The opportunity for an artist such as Guillermo Kuitca, who had a retrospective at Reina Sofía, to share an exhibition inside the Thyssen-Bornemisza Museum with others less known to the Spanish public, such as Alejandra Seeber and Juan Tessi, and with Lucio Fontana, from Who sometimes seems to have forgotten that he was from Rosario, enables new possibilities to present and narrate to Argentine art internationally. This type of exhibition can create some interesting paths that facilitate the approach of new spectators.
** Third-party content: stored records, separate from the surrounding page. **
PR #4574, opened 2018-11-01
build-essential: add python runtime packages

alarcher:
Required by illumos-gate as suggest by @jlevon

### DIFF
--- a/components/meta-packages/build-essential/Makefile
+++ b/components/meta-packages/build-essential/Makefile
@@ -16,7 +16,7 @@ include ../../../make-rules/shared-macros.mk
 
 COMPONENT_NAME=		build-essential
 COMPONENT_VERSION=	1.0
-COMPONENT_REVISION=	12
+COMPONENT_REVISION=	13
 
 include ../../../make-rules/ips.mk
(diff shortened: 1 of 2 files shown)


pyhalov:
They are not strictly required and make build essential much less essential. Also note, that illumos-gate can be built without one of the pythons. Likely it's better to be added to illumos-gate component REQUIRED_PACKAGES.

xen0l (approved):

pyhalov:
Should we also add runtime/gcc-7 there? 
Or better split out illumos-gate build dependencies from build-essential?

Mno-hime:
Maybe these Python runtimes and gcc-7 can at least/also be added as `REQUIRED_PACKAGES` to illumos-gate component so it's obvious what's required.

pyhalov:
@alarcher  Please, rebase :)

pyhalov:
@alarcher Also, what do you think about splitting illumos build dependencies in separate package?

pyhalov:
Merged as https://github.com/OpenIndiana/oi-userland/pull/5139

PR #5747, opened 2020-05-16
12692: tmux: should install mdoc man page and enable libutempter

alarcher:
@ypankov Tell me if it is suitable then we'll merge.


ghost (approved):
Looks good, thank you!

PR #5748, opened 2020-05-16
gcc does not need to emulate thread-local storage

alarcher:
Issue found in the gcc-10 build zone while building illumos-gate.
Thanks go to @citrus-it for pointing to the relevant OmniOS patches.


alarcher:
> Issue found in the gcc-10 build zone while building illumos-gate.
> Thanks go to @citrus-it for pointing to the relevant OmniOS patches.

illumos-gate now builds in the gcc-10 build zone \o/

PR #5759, opened 2020-05-17
proftpd: bump to 1.3.6 (solaris-userland)

alarcher:
No idea how to test this...


components/network/proftpd/Makefile
```diff
@@ -20,45 +20,47 @@
...
 
+BUILD_BITS=64
 include ../../../make-rules/shared-macros.mk
 
 COMPONENT_NAME=		proftpd
-COMPONENT_VERSION=	1.3.5
-COMPONENT_REVISION=	5
-COMPONENT_SUBVERSION=	d
+COMPONENT_VERSION=	1.3.6
+COMPONENT_REVISION=	6
```
pyhalov: You can remove it as COMPONENT_VERSION increased.

components/network/proftpd/proftpd.pam
```diff
@@ -0,0 +1,7 @@
+#
+# Copyright (c) 2019, Oracle and/or its affiliates. All rights reserved.
+#
+# PAM stack customized for FTP comes without pam_fm_notify.
+#
+session definitive	pam_user_policy.so.1
```
pyhalov: We don't have pam_user_policy or pam_fm_notify. So, this makes session case default one, and we don't need this customized file.
BTW, I'm not sure it works as desired anyway.

pyhalov (changes requested):

components/network/proftpd/Makefile
alarcher: Fixed.

components/network/proftpd/proftpd.pam
alarcher: Removed.

pyhalov:
I didn't have time to look at it attentively, but I'd say push it if it works for you.

PR #5761, opened 2020-05-18
librecad: update for use of qt5

cgrzemba:
update librecad so that qt5 library will be used


alarcher:
> update librecad so that qt5 library will be used

- patches/0001-add-custom.pro.patch sets paths to qt 4.8, did you forget to remove it?
- Also PATH.qt5 should be placed before PATH.illumos otherwise Qt 4.8.7's qmake is picked.
- You are missing a dependency on boost.

alarcher (commented):
I pushed one commit with suggested fixes.
You can test them, squash the commits and ping me when you are ready to merge this PR.
Thank you!

alarcher:
@cgrzemba Somehow I am not allowed to push the squashed branch... Opening a new PR with your commit.

PR #5762, opened 2020-05-18
Bump to VirtualBox 6.1.8

jimklimov:
New vbox-6.1.8 was released, changelog indicates that a couple of recent regressions were addressed that bit me (I hope to check today if they really were), so it may be worthwhile to bump the one in OI if not yet. Namely, for guest additions: it should (still/again) work with clipboard, and ("newly" via mew mechanisms after old hacks were dropped) support resizing; for hosts: should not block into slow teletype mode when the TCP listener of a serial port is not actually listened.

Unfortunately, I fail to consistently build, install and package the recipe and not sure why. So feel free to pick up the updated version/hash data and make a usable package :) I would not have time to proceed on this in the nearby weeks, unless it were a quick win :(


components/sysutils/virtualbox/Makefile
```diff
@@ -152,9 +156,10 @@ CONFIGURE_OPTIONS+= --nofatal
 CONFIGURE_OPTIONS+= --enable-webservice
 CONFIGURE_OPTIONS+= --enable-vnc
 
-CONFIGURE_OPTIONS.32 += --only-additions
+CONFIGURE_OPTIONS.32 = --only-additions
 CONFIGURE_OPTIONS.32 += --target-arch=x86
-CONFIGURE_OPTIONS.64 += --enable-qt5
+
```
pyhalov: Please, remove empty line.

alarcher: Fixed and added a patch for gcc-10.

alarcher:
> New vbox-6.1.8 was released, changelog indicates that a couple of recent regressions were addressed that bit me (I hope to check today if they really were), so it may be worthwhile to bump the one in OI if not yet. Namely, for guest additions: it should (still/again) work with clipboard, and ("newly" via mew mechanisms after old hacks were dropped) support resizing; for hosts: should not block into slow teletype mode when the TCP listener of a serial port is not actually listened.
> 
> Unfortunately, I fail to consistently build, install and package the recipe and not sure why. So feel free to pick up the updated version/hash data and make a usable package :) I would not have time to proceed on this in the nearby weeks, unless it were a quick win :(

I noticed that the parallel build can exhaust 32GB of RAM and fail.

alarcher (approved):
Add gcc-10 patch.

PR #5765, opened 2020-05-19
WIP: valgrind: bump to 3.16rc1

alarcher:


cstes:
Hi I am opening a new PR for valgrind 3.17.0

Note that there is an issue with valgrind that it deals with epoll, epoll_ctl, epoll_wait as Linux specific and valgrind has code already to deal with these calls in syswrap-linux.c   .  However the syswrap-solaris.c does not have that,  so in some sense because illumos supports epoll now, the call is no longer linux specific so perhaps we can copy/paste the linux code into a patch for openindiana.

AndWac:
Obsoleted by #6664

PR #5769, opened 2020-05-19
bass-o-matic: do not use pager in git log

alarcher:
@xen0l So in my gcc-10 build zone bass-o-matic would always get stuck in incremental mode for some jobs.
I notice that the git command may output to a pager, then that the output of the git command was quite big. I tried to modify bass-o-matic to address these two aspects. It seems to work OK as the incremental build works fine for the same job that failed earlier.


alarcher:
Not enough...

pyhalov (approved):

PR #5795, opened 2020-05-24
groovy-24: fix build recipe

alarcher:


AndWac (commented):
Don't you want to add COMPONENT_REVISION and update to use common.mk?

alarcher:
> Don't you want to add COMPONENT_REVISION and update to use common.mk?

I did not bump the COMPONENT_REVISION since it does not change the package but fixes only republishing. I can do it and use common.mk

alarcher:
> Don't you want to add COMPONENT_REVISION and update to use common.mk?

Updated.

AndWac (approved):

PR #5812, opened 2020-05-26
userland: update templates

alarcher:


templates/cmake.mk
```diff
@@ -26,12 +28,11 @@ COMPONENT_ARCHIVE_URL=
 COMPONENT_ARCHIVE_HASH=
 COMPONENT_LICENSE=
 
-include $(WS_MAKE_RULES)/prep.mk
-include $(WS_MAKE_RULES)/cmake.mk
-include $(WS_MAKE_RULES)/ips.mk
+TEST_TARGET=$(NO_TESTS) # if no testsuite enabled
```
AndWac, line 31: Does this work as expected? Shouldn't TEST_TARGET only be set if not yet set?

templates/ant.mk
```diff
@@ -26,12 +28,5 @@ COMPONENT_ARCHIVE_URL=
 COMPONENT_ARCHIVE_HASH=
 COMPONENT_LICENSE=
 
-include $(WS_MAKE_RULES)/prep.mk
-include $(WS_MAKE_RULES)/ant.mk
-include $(WS_MAKE_RULES)/ips.mk
+include $(WS_MAKE_RULES)/common.mk
```
AndWac, line 31: What about TEST_TARGET?

templates/configure.mk
```diff
@@ -26,12 +27,10 @@ COMPONENT_ARCHIVE_URL=
 COMPONENT_ARCHIVE_HASH=
 COMPONENT_LICENSE=
 
-include $(WS_MAKE_RULES)/prep.mk
-include $(WS_MAKE_RULES)/configure.mk
-include $(WS_MAKE_RULES)/ips.mk
+TEST_TARGET=$(NO_TESTS) # if no testsuite enabled
```
AndWac, line 30: Again: Set only if not yet done?

templates/configure.mk
```diff
@@ -12,6 +12,7 @@
 # Copyright 2020 <contributor name>
 #
 
+BUILD_BITS=64 # for binaries or 32_and_64 for libraries
```
AndWac, line 15: And what about libraries? Shouldn't we set BUILD_BITS only if not yet done?

templates/python.mk
```diff
@@ -26,12 +28,9 @@ COMPONENT_ARCHIVE_URL=
 COMPONENT_ARCHIVE_HASH=
 COMPONENT_LICENSE=
 
-include $(WS_MAKE_RULES)/prep.mk
-include $(WS_MAKE_RULES)/setup.py.mk
-include $(WS_MAKE_RULES)/ips.mk
+TEST_TARGET=$(NO_TESTS)
```
AndWac: Unless there aren't any python tests and will never be, shouldn't this also only be set if not yet defined?

templates/cmake.mk
alarcher: This has the same effect as `test: $(NO_TESTS)` which was previously in the file. Do you intend to change the default?

templates/ant.mk
alarcher: It is already set in common.mk

templates/configure.mk
alarcher: Tests are enabled by default for `configure` recipes.

templates/configure.mk
alarcher: The problem with defaults is that they may not hold anymore... that's why I thougt about adding the comment. Is it the wording that bothers you? Should I write "for executables-only packages or 32_and_64 for libraries"?

templates/python.mk
alarcher: For python packages most are without tests so we could disable them by default.

alarcher: But then we should fix all the packages using already BUILD_STYLE if needed:
```
narval> ggrep -l "BUILD_STYLE" */Makefile | cut -f 1 -d '/'
argcomplete
argh
attrs
automat
barman
ccsm
constantly
hamcrest
hyperlink
hypothesis
incremental
kafka-python
netifaces
pillow
psutil
psycopg2
pycups
python-dateutil
python-memcached
python-xlib
pyxdg
redis-py
twisted
zope-interface

```

templates/cmake.mk
AndWac: No, I misunderstood how it works

templates/ant.mk
AndWac: Ah Ok

templates/configure.mk
AndWac: No, it's ok.

pyhalov (approved):

templates/python.mk
pyhalov: Enabling test target by default is a good practice ;)

alarcher: OK I will change it then :)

Given the platform of visibility offered by the fair and the events parallel to it, I am confident that some opportunity will open up. I trust the curators responsible for the selection - which was a very difficult task - and, fundamentally, I trust some Argentine artists and the experience that the viewer can have in front of his work. Artists like Diego Bianchi, Fabio Kacero, Eduardo Navarro or Lux Lindner, among others, whose works have nothing to envy to those that are exhibited in any international exhibition, can get, as already did Adrián Villar Rojas with his ephemeral beasts, that The viewer will be surprised with a new experience, out of program.

I do not dare to say how this can be translated materially because I do not know the operation of some plots; For example, if the collectors are going to be interested, if the museums are going to want to do retrospectives, if the artists are going to join European galleries, etc. Clearly, so that the artists can continue working is very good that all that happens. But I would already be satisfied that the spectators can find the works and feel, as David Viñas said to refer to certain writers, that there is an artist who "invented it".